Haspin Das Double-Nickase-Plasmid (m) besteht aus einem aufeinander abgestimmten Plasmidpaar, das für die hochspezifische Bearbeitung des Gsg2-Lokus in mouse-Zelllinien entwickelt wurde. Jedes Plasmid exprimiert eine Cas9-D10A-Nickase und eine spezifische sgRNA, die auf entgegengesetzte DNA-Stränge innerhalb von Gsg2 abzielt. Wenn sie auf benachbarte Stellen auf entgegengesetzten DNA-Strängen gerichtet sind, erzeugen die beiden Nickasen versetzte Einzelstrang-Schnitte, die zusammen einen versetzten Doppelstrangbruch erzeugen, was eine koordinierte On-Target-Aktivität beider Guides erfordert. Der resultierende DNA-Bruch wird durch endogene zelluläre Reparaturwege behoben, meist durch nicht-homologe Endverknüpfung (NHEJ), was zu Insertionen oder Deletionen führt, die die Gsg2-Funktion stören. Durch die Notwendigkeit einer doppelten sgRNA-Bindung am Zielort erhöht der Doppel-Nick-Ansatz die Spezifität der Bearbeitung und bietet eine komplementäre CRISPR-Strategie für Anwendungen, bei denen eine zusätzliche Kontrolle über die Zielgenauigkeit gewünscht ist.

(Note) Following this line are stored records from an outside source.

PR #236, opened 2026-06-25
feat(sbmd): replace v3 YAML runtime with v4 JavaScript-native architecture

cleithner-comcast:
Replace the v3 YAML-based SBMD runtime (SbmdParser, SbmdSpec, SbmdScript, ScriptResult) with a v4 JavaScript-native architecture:

- SbmdDriver: manages per-driver QuickJS context lifecycle and GC roots
- SbmdDispatch: builds and queries handler dispatch tables from driver registrations
- SbmdLoader: loads and evaluates .sbmd.js spec files in QuickJS
- SbmdHandlerInvoker: marshals C++ context into JS args, invokes handlers, and unmarshals results
- SbmdResultExecutor: interprets result chain arrays into C++ side effects
- SbmdBundleLoader: assembles and loads the runtime JS bundle (renamed from SbmdUtilsLoader)
- SbmdRegistration: header-only types for driver self-registration

Remove the v3 YAML parser, v2/v3 JSON schemas, and dual-engine SbmdScriptImpl. Add v4 JSON schema for spec validation.

Includes comprehensive unit tests for all new components and updated MatterDevice to use the v4 dispatch-based driver model.

Also (unrelated to SBMD v4):

- Expose observability metrics (#235) via new `b_core_client_get_telemetry` public API and `getTelemetry` command in the reference app.


api/c/src/barton-core-client.c
```diff
@@ -191,6 +192,26 @@ BCoreStatus *b_core_client_get_status(BCoreClient *self)
...
+    if (json == NULL)
+    {
+        return NULL;
+    }
+
+    /* Transfer ownership to glib — observabilityDumpJson uses malloc,
+     * but the public API contract says g_free(). Copy into g_strdup
+     * and free the original. */
+    gchar *result = g_strdup(json);
+    free(json);
```
tleacmcsa, line 210: Yuck

core/deviceDrivers/matter/sbmd/mquickjs/SbmdBundleLoader.h
```diff
@@ -36,63 +36,55 @@ extern "C" {
...
-     *   // Create invoke response for command
-     *   return SbmdUtils.Response.invoke(0x0006, 0x0001);  // On command
-     * @endcode
+     * The bundle is assembled at build time from individual source files:
+     *   1. sbmd-namespace.js — creates the Sbmd namespace and _internal
+     *   2. sbmd-utf8.js      — adds Sbmd._internal.Utf8
+     *   3. sbmd-base64.js    — adds Sbmd.Base64
+     *   4. sbmd-tlv.js       — adds Sbmd.Tlv
+     *   5. sbmd-result.js    — adds Sbmd.result() builder
+     *   6. sbmd-cleanup.js   — removes Sbmd._internal
```
tleacmcsa: This module shouldnt know about these files, which are provided at build time.

tleacmcsa (commented):
OMG...

api/c/src/barton-core-client.c
```diff
@@ -191,6 +192,26 @@ BCoreStatus *b_core_client_get_status(BCoreClient *self)
     return convertDeviceServiceStatusToGObject(status);
 }
 
+gchar *b_core_client_get_telemetry(BCoreClient *self)
```
kfundecmcsa, line 195: The telemetry bits (`b_core_client_get_telemetry` + reference-app `getTelemetry` command) seem out of place for this PR, but probably should explain this addition in the commit message.

kfundecmcsa: done

core/deviceDrivers/matter/sbmd/mquickjs/SbmdBundleLoader.h
tleacmcsa: done.

api/c/src/barton-core-client.c
tleacmcsa: no way around this for now since cJSON uses malloc... someone would have to strdup it into glib.  oh well.

core/deviceDrivers/matter/sbmd/mquickjs/SbmdBundleLoader.h
```diff
@@ -36,63 +36,49 @@ extern "C" {
...
-         * @param ctx The mquickjs context to load the utilities into
-         * @return true if the utilities were loaded successfully, false otherwise
+         * @param ctx The mquickjs context to load the bundles into
+         * @return true if all bundles were loaded successfully, false otherwise
          */
         static bool LoadBundle(JSContext *ctx);
 
         /**
-         * Check if the SBMD utilities bundle is available.
+         * Check if the SBMD bundles are available.
```
kfundecmcsa: What does "available" mean here? The implementation is a compile-time #if HAS_EMBEDDED_BUNDLE check that returns true in any normal build (which the existing comment concedes — "should always be true when properly built"). I also can't find any caller of IsAvailable() or GetSource() — both look like dead API.

Either delete them, or clarify the contract (e.g. "returns true if the embedded bundle was compiled in") and document why they exist if there's a planned use I'm not seeing.

core/deviceDrivers/matter/sbmd/mquickjs/SbmdHandlerInvoker.cpp
```diff
@@ -0,0 +1,527 @@
...
+        JSValue args = JS_NewObject(ctx);
+
+        // GC-root args during construction: subsequent allocations (JS_NewString,
+        // JS_NewObject) may trigger mquickjs GC which would sweep the unrooted args.
+        JSGCRef argsRef {};
+        JS_AddGCRef(ctx, &argsRef);
+        argsRef.val = args;
+
+
+        JS_SetPropertyStr(ctx, args, "deviceUuid", JS_NewString(ctx, hctx.deviceUuid.c_str()));
```
kfundecmcsa: Lots of magic-string property names here that are actually the wire contract with the `.sbmd.js` handlers (`args.deviceUuid`, `args.attribute.clusterId`, `args.attribute.tlvBase64`, etc). A typo on the C++ side just shows up as undefined in JS, no build break. There's also real duplication: "clusterId" 5x, "tlvBase64" 3x, "handlerContext" 3x, plus "attribute" / "attributeId" / "commandId" each twice.

Could we at least pull these into #defines at the top of the file?

core/deviceDrivers/matter/sbmd/mquickjs/SbmdHandlerInvoker.cpp
```diff
@@ -0,0 +1,527 @@
...
+
+    std::optional<ParsedResult> SbmdHandlerInvoker::InvokeHandler(JSContext *ctx, JSValue handler, JSValue args)
+    {
+        if (JS_IsUndefined(handler))
+        {
+            icError("handler is undefined");
+            return std::nullopt;
+        }
+
+        if (JS_StackCheck(ctx, 3))
```
kfundecmcsa: The `3` here is hard to make sense of without scanning the next few lines to count the `JS_PushArg` calls. Could we give it a name (`constexpr int callArgs = 3`) or at least an inline `// args, handler, this`?

core/deviceDrivers/matter/sbmd/mquickjs/SbmdHandlerInvoker.cpp
```diff
@@ -0,0 +1,527 @@
...
+    void SbmdHandlerInvoker::ExecuteOps(const HandlerContext &hctx,
+                                        const std::vector<ResultOp> &ops,
+                                        const TransientDataSetter &transientSetter)
+    {
+        for (const auto &op : ops)
+        {
+            if (std::holds_alternative<ResultOp::UpdateResource>(op.data))
+            {
+                const auto &ur = std::get<ResultOp::UpdateResource>(op.data);
+                const char *epId = ur.endpoint.has_value() ? ur.endpoint->c_str() : hctx.endpointId.c_str();
```
kfundecmcsa, line 286: This took me a minute to follow. The two branches of this ternary are do very different things. One writes to the endpoint the handler explicitly named, the other silently redirects the write to the endpoint that triggered the handler. That's a meaningful behavioral fork hiding inside a one-liner, and it's not obvious from the expression which case is the default or why falling back to the trigger endpoint is the right choice. Worth a short comment so the next reader doesn't have to reverse-engineer the intent.

core/deviceDrivers/matter/sbmd/mquickjs/SbmdLoader.cpp
```diff
@@ -0,0 +1,1087 @@
...
+extern "C" {
+#include <icLog/logging.h>
+#include <mquickjs/mquickjs.h>
+}
+
+namespace barton
+{
+    namespace
+    {
+        std::string GetExceptionString(JSContext *ctx)
```
kfundecmcsa: `GetExceptionString` is copy-pasted into the anonymous namespace of at least three files in this tree (here, `SbmdBundleLoader`, `MQuickJsRuntime`), identical body in each. MQuickJsRuntime already owns related exception plumbing (CheckAndClearPendingException), so promoting this to a public static there and deleting the local copies seems like the natural fix. Same pattern exists in the parallel `quickjs/` tree, so worth deciding whether each runtime gets its own or there's a shared helper.

core/deviceDrivers/matter/sbmd/mquickjs/SbmdLoader.cpp
```diff
@@ -0,0 +1,1087 @@
...
+            }
+
+            JSCStringBuf buf;
+            const char *str = JS_ToCString(ctx, val, &buf);
+
+            return str ? std::string(str) : "";
+        }
+
+        /**
+         * Get a uint32 property from a JS object, or 0 if missing.
```
kfundecmcsa: Is "missing = 0" the right default here? There's already a `GetOptUint32Prop` right below for the "might be missing" case, so I'm wondering why some call sites pick this one. For things like `minSecs`, `clusterId`, or `profileVersion`, 0 seems like a valid value, so a typo'd or omitted key in the driver JS becomes indistinguishable from an intentional `0` - and for genuinely required fields (driverVersion, clusterId), shouldn't a missing key fail the load instead of silently becoming 0?

core/deviceDrivers/matter/sbmd/mquickjs/SbmdLoader.cpp
```diff
@@ -0,0 +1,1087 @@
...
+
+            return result;
+        }
+
+        /**
+         * Get the keys of a JS object by evaluating Object.keys().
+         * We store the object on a temporary global, evaluate Object.keys(),
+         * then clean up.
+         */
+        std::vector<std::string> GetObjectKeys(JSContext *ctx, JSValue obj)
```
kfundecmcsa: This function looked a bit odd to me so I dug into it. I did an experiment locally and it looks like we can simplify it to:

```cpp
JS_SetPropertyStr(ctx, JS_GetGlobalObject(ctx), "__sbmd_tmp", obj);
const char *script = "Object.keys(__sbmd_tmp)";
JSValue keysArr = JS_Eval(ctx, script, strlen(script), "<keys>", JS_EVAL_RETVAL);
JS_SetPropertyStr(ctx, JS_GetGlobalObject(ctx), "__sbmd_tmp", JS_UNDEFINED);
if (JS_IsException(keysArr)) {
    MQuickJsRuntime::CheckAndClearPendingException(ctx);
    return {};
}
return GetStringArray(ctx, keysArr);
```

`Object.keys()` already returns a JS array of strings, so we don't need to JSON.stringify it and parse the result back out — we can hand the array straight to the `GetStringArray` helper that's already defined a few lines up in this file. That deletes the hand-rolled JSON parser entirely (~50 lines → ~12), and as a side effect we stop having to worry about whether that parser handles things like `\"`, `\\`, `\n`, or `\uXXXX` escapes in key names correctly.

Ran the full SbmdLoaderTest suite against this proposed change and all 25 tests pass, so the alias / endpoint / handler key-enumeration paths all behave identically.

tleacmcsa: just noticed this pattern of utility methods using JS_Eval to do work. I wonder how expensive this is.  Feels like it might be costly in general.  I don't have an issue with your change, just wondering about the overall cost wherever we do it.

kfundecmcsa: ah good point, that's worth looking into

core/deviceDrivers/matter/sbmd/mquickjs/SbmdLoader.cpp
```diff
@@ -0,0 +1,1087 @@
...
+            icError("SbmdDriver injection left a pending exception: %s", exMsg.c_str());
+            return false;
+        }
+
+        icDebug("SbmdDriver capture function injected");
+        return true;
+    }
+
+    std::vector<std::pair<std::string, std::string>> SbmdLoader::ExtractConstants(JSContext *ctx,
+                                                                                     const char *source,
```
kfundecmcsa: nit: spacing is off here

core/deviceDrivers/matter/sbmd/mquickjs/SbmdLoader.cpp
```diff
@@ -0,0 +1,1087 @@
...
+        return preamble;
+    }
+
+    int SbmdLoader::CountPreambleLines(const std::string &preamble)
+    {
+        return static_cast<int>(std::count(preamble.begin(), preamble.end(), '\n'));
+    }
+
+    std::unique_ptr<SbmdRegistration> SbmdLoader::LoadDriver(JSContext *ctx,
+                                                                   const std::string &filePath,
```
kfundecmcsa: nit: spacing is off

core/deviceDrivers/matter/sbmd/mquickjs/SbmdLoader.cpp
```diff
@@ -0,0 +1,1087 @@
...
+        if (!ctx || !source || sourceLen == 0)
+        {
+            icError("Invalid arguments to LoadDriver");
+            return nullptr;
+        }
+
+        icDebug("Loading driver from %s (%zu bytes)", filePath.c_str(), sourceLen);
+
+        // Pass 1: Extract constants
+        auto constants = ExtractConstants(ctx, source, sourceLen);
```
kfundecmcsa, line 451: Is it intentional that `ExtractConstants` returns `{}` for both “no constants block” and error cases?  

The header documents empty as “no constants block,” but implementation also returns empty on parse/eval/rejection failures.  
Since this call site just continues, we can’t tell "no constants block" from extraction-failed. Should we split those outcomes?

core/deviceDrivers/matter/sbmd/mquickjs/SbmdLoader.h
```diff
@@ -0,0 +1,157 @@
...
+         * Scans for "constants:" or "constants :" followed by "{", then brace-matches
+         * to find the closing "}". Evaluates the block as "({...})" to get an object,
+         * then walks its properties to produce name=value pairs.
+         *
+         * @param ctx The mquickjs context
+         * @param source The file contents
+         * @param sourceLen Length of the file contents
+         * @return Vector of (name, value-as-JS-literal) pairs, empty if no constants block
+         */
+        static std::vector<std::pair<std::string, std::string>> ExtractConstants(JSContext *ctx,
```
kfundecmcsa: I might be reading this wrong, but are ExtractConstants / GenerateConstantsPreamble / CountPreambleLines meant to be public API, or are they only public so tests can call them directly?

They feel like internal LoadDriver details. If that’s the intent, should we keep them private and cover them through LoadDriver behavior instead?

core/deviceDrivers/matter/sbmd/mquickjs/SbmdLoader.cpp
```diff
@@ -0,0 +1,1087 @@
...
+               reg->name.c_str(),
+               filePath.c_str(),
+               reg->schemaVersion.c_str(),
+               reg->driverVersion);
+
+        return reg;
+    }
+
+    std::unique_ptr<SbmdRegistration> SbmdLoader::ExtractRegistration(JSContext *ctx,
+                                                                           const std::string &filePath)
```
kfundecmcsa: nit: spacing off

core/deviceDrivers/matter/sbmd/mquickjs/SbmdLoader.cpp
```diff
@@ -0,0 +1,1087 @@
...
+        {
+            if (!ExtractDeviceHandlers(ctx, cmdHandlers, reg->commandHandlers))
+            {
+                icError("Failed to extract commandHandlers from %s", filePath.c_str());
+                return nullptr;
+            }
+        }
+
+        // Reset __sbmd_registration to null for the next driver
+        JS_SetPropertyStr(ctx, global, "__sbmd_registration", JS_NULL);
```
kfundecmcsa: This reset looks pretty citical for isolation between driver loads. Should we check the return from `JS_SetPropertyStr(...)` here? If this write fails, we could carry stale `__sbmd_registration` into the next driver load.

Um eine effiziente Identifizierung editierter Zellen zu unterstützen, kodiert ein Plasmid GFP zur fluoreszierenden Visualisierung transfizierter Populationen, während das Begleitplasmid ein Puromycin-Resistenzgen für die Antibiotika-Selektion trägt. Zusammen unterstützen diese Merkmale eine effiziente Anreicherung co-transfizierter Populationen und vereinfachen die Validierung von Klonen mit Gsg2-Störung.
Nur für Forschungszwecke. Nicht für diagnostische oder therapeutische Zwecke bestimmt.